Today that retailer, Raymour & Flanigan, has 143 showrooms, outlets, and clearance centers scattered throughout the Northeast. Some 50 locations are leased from retail real estate developers like Kimco, Federal Realty, Acadia Realty Trust, and Urban Edge. Raymour is the landlord at the rest.
The Liverpool, N.Y.-based company’s retail real estate portfolio totals gross leasing area of more than 15 million sq. ft. and continues to grow under the leadership of CEO Neil Goldberg, Bernard’s son. In the first quarter of 2023, the company expects to close on a major acquisition in Staten Island as well as complete leases for two additional new store locations.
“We continue to look for locations with the best financial terms we can negotiate, whether that be leasing from a landlord or through an acquisition,” said Scott
Milnamow, Raymour’s senior VP of real estate development. “We have a first-rate real estate operation that manages our properties, coupled with an exceptional brand in Raymour & Flanigan Furniture.”
As both a tenant and a landlord, Raymour holds a rare position in the retail world. Rents collected from the likes of CVS, Starbucks, Barnes & Noble, Aldi, Michael’s, and Burlington give the company a financial hedge not enjoyed by many retailers. Its real estate revenue is tallied separately from the company’s estimated annual $2 billion in furniture sales.

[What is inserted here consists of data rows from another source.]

PR #162, opened 2023-04-25
fix(nvim-ts-rainbow2): remove hack

utkarshgupta137:
Recently, I've noticed that my editor slows down over time. Turns out that this hack is causing the problem. Without it, there is no more slowdown.

### DIFF
--- a/lua/astrocommunity/editing-support/nvim-ts-rainbow2/nvim-ts-rainbow2.lua
+++ b/lua/astrocommunity/editing-support/nvim-ts-rainbow2/nvim-ts-rainbow2.lua
@@ -2,15 +2,6 @@ return {
   "nvim-treesitter/nvim-treesitter",
   dependencies = {
     "HiPhish/nvim-ts-rainbow2",
-    config = function()
-      -- HACK: https://github.com/p00f/nvim-ts-rainbow/issues/112#issuecomment-1310835936
-      vim.api.nvim_create_autocmd({ "BufWritePost", "FocusGained" }, {
-        callback = function()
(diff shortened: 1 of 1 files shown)


A-Lamia:
aaaah, so this is what causes the slow down i thought i was going insane.

mehalter:
Yeah the unfortunate thing is without this autocmd, the coloring just gets messed up over time 😂 it seems that rainbow parentheses are just never going to be stable in Neovim 🤔

A-Lamia:
not sure if it's a good idea letting people use this, maybe put a warning on the read me to let people know ?

utkarshgupta137:
> aaaah, so this is what causes the slow down i thought i was going insane.

Me too brother, me too. You've no idea how much time I spent debugging this 😭.

> So then is there still an issue with ranbow-ts that needs the hack ?

Yes.

> if there isn't a fix i might just disabled it.

AFAIK, `nvim-rainbow-ts` doesn't have an issue with this hack. It seems like this fork changed something recently which made this hack slow down the editor.
A better fix is to do it manually once in a while. I've [created](https://github.com/utkarshgupta137/nvim-astro/commit/446b6479c08bab487f21da6b7ae080417e224776) a custom command & a mapping & I run it every few minutes. Doing it manually seems to have better results too, since there is a delay between disable & enable.

A-Lamia:
maybe we should do it on save ?

utkarshgupta137:
@mehalter This issue might be plaguing unsuspecting users, can we release this on priority?

mehalter (approved):
LGTM

Issue #148, opened 2023-04-16
error with astrocommunity.pack.typescript


citosid:
I have this error with the typescript pack:

```text
Error executing luv callback:
.../.local/share/nvim/lazy/nvim-dap/lua/dap/session.lua:1187: adapter.port is required for server adapter
stack traceback:
	[C]: in function 'assert'
	.../.local/share/nvim/lazy/nvim-dap/lua/dap/session.lua:1187: in function <.../.local/share/nvim/lazy/nvim-dap/lua/dap/session.lua:1179>
```

I already deleted ~/.cache/nvim and ~/.local/nvim and performed a very clean installation and the same error happens.

The adapter is being executed:

![image](https://user-images.githubusercontent.com/201430/232329607-1e519c07-4909-4aec-9acc-1f6e17aa2e73.png)

Due to this, if I try again after executing the debug the first time, it fails with another error saying there is already another process running (which makes sense...)

Any ideas what could be wrong?

luxus:
please provide a `:checkhealth` in a gist

citosid:
@luxus  I did an installation from scratch installing only the `example_user` repo and only this pack and is the same error. These are the steps I followed:

```bash
git clone git@github.com:/AstroNvim/AstroNvim ~/.config/Test
git clone https://github.com/AstroNvim/user_example ~/.config/Test/lua/user
# Modify the file ~/.config/Test/lua/user/plugins/community.lua and add the typescript pack
NVIM_APPNAME=Test nvim
```

Open a very basic typescript file, add a break point, start the debugger, and the same error happens

citosid:
@luxus more information:

I decided to try and make work the main `nvim-dap-vscode-js` by itself, and found this: https://github.com/mxsdev/nvim-dap-vscode-js/issues/14#issuecomment-1514656823

Based on that, I think the issue in this pack is the same. It is trying to use `js-debug-adapter` which is the default adapter provided by Microsoft. However, I read somewhere the author of `nvim-dap-vscode-js` found the one provided by Microsoft is not really dap compatible, due to some things having to be asynchronous (I can't find the comment now, maybe @mxsdev can comment?).

So, the solution would be changing the pack to some configuration similar to the one I have in that other issue. However, I'm not sure if I'm the only one with this issue or if you (or @mehalter) as the original creators of the pack have more comments about it...

luxus:
@owittek @Uzaaft help

owittek:
[...]

PR #163, opened 2023-04-26
feat(pack): make dap work in typescript using vscode-js-debug

skriems:
Hi!

I recently moved from my nvim setup to AstroNvim and really appreciate the work! Awesome suite! I installed the typescript pack and couldn't bring DAP to work properly, basically facing the same issues as in #148.

This PR replicates my working DAP setup with vscode-js-debug in the new _lazy_ format. I hope everything is fine, I only had an issue with the `config` field for vscode-js-debug: I used `config = true` but got an error like:

```
lua module not found for vscode-js-debug. use config func instead...
```

Didn't really know what to do with that, so I did what the msg told me to do ;)

I added an `attach to port` config which I usually use while debugging a bunch of docker containers, which expose the inspector thing on different ports. I have not tested the other configs.

Resolves: #148

### DIFF
--- a/lua/astrocommunity/pack/typescript/typescript.lua
+++ b/lua/astrocommunity/pack/typescript/typescript.lua
@@ -70,7 +70,19 @@ return {
     dependencies = {
       {
         "mxsdev/nvim-dap-vscode-js",
-        opts = { debugger_cmd = { "js-debug-adapter" }, adapters = { "pwa-node" } },
+        dependencies = {
+          {
+            "microsoft/vscode-js-debug",
+            -- FIXME: lua module not found for vscode-js-debug. use config func instead...
+            config = function() end,
+            build = "npm install --legacy-peer-deps && npx gulp vsDebugServerBundle && mv dist out",
+          },
+        },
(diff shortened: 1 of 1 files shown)


mehalter:
@owittek and @Uzaaft have been working on revamping the typescript stuff and have done some significant restructuring. They just got these changes merged in and this is not out of date and would need rebasing. They are also planning on getting a DAP PR together in the coming week I believe. They should comment on whether or not we should get this rebased and merged in or if we should wait on what they are doing.

owittek:
I'll take a look at it tomorrow but from the looks of it I wouldn't rebase it in its current form since the installation of `js-debug-adapter` should be done with Mason instead of building it. The only other change to the functionality is the addition of ports which might be relevant in getting it to work.

Uzaaft:
I think we should wait. We really do not want to be dependent on `ts-node` unless we absolutely need to.

mehalter:
Ok I'm going to go ahead and close this @skriems . I'll be sure to ping you when the new PR is opened to get your feedback though!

Because most households make furniture purchases once every five years, Raymour’s average 50,000-sq.-ft. showrooms require just 30 or so parking spaces, giving the company room to add outparcels to the properties it purchases. For an outparcel it created at a center it owns in Hamburg, N.Y., it had three national tenants bidding for it. Raymour went with Chick-fil-A.
“We have an advantage over other center owners in that we have a 50,000-sq.-ft. furniture store anchor that’s not going anywhere,” Milnamow said.
At a center it owns in DeWitt, N.Y., Raymour secured a choice traffic-building tenant with a maneuver few other retail real estate developers would ever be able to employ.
“Trader Joe’s was looking for a good location in that market and we knew the advantage of the number of trips the tenant would bring to the shopping center,” Milnamow said. “So we downsized our Raymour & Flanigan showroom by 12,000 sq. ft. and put them in it. That meant fewer SKUs for us in our store, but since Trader Joe’s opened up that parking lot is constantly filled.”
Raymour’s real estate business has a construction unit to rejigger its centers in such ways, but most of the of the centers it owns are acquired, not developed, by the company. Its real estate business model is focused on driving its core furniture business — and driving ancillary revenue. But in a time when not much new construction of open-air centers is underway, buying centers proves an adroit strategy for a retailer to put new centers exactly where it wants them.
“You go to New Jersey, New York,
Connecticut and how many new projects have gone up in the last five years? So you have Ulta and us and Burlington and Planet Fitness competing for spaces,” Milnamow observed.
In Reading, Penn., Raymour’s real estate unit gave it the flexibility to move its showroom to a better location. It owned a freestanding store in a B-side of the market and an opportunity presented itself to purchase a bankrupt Toys R Us in a better market nearby.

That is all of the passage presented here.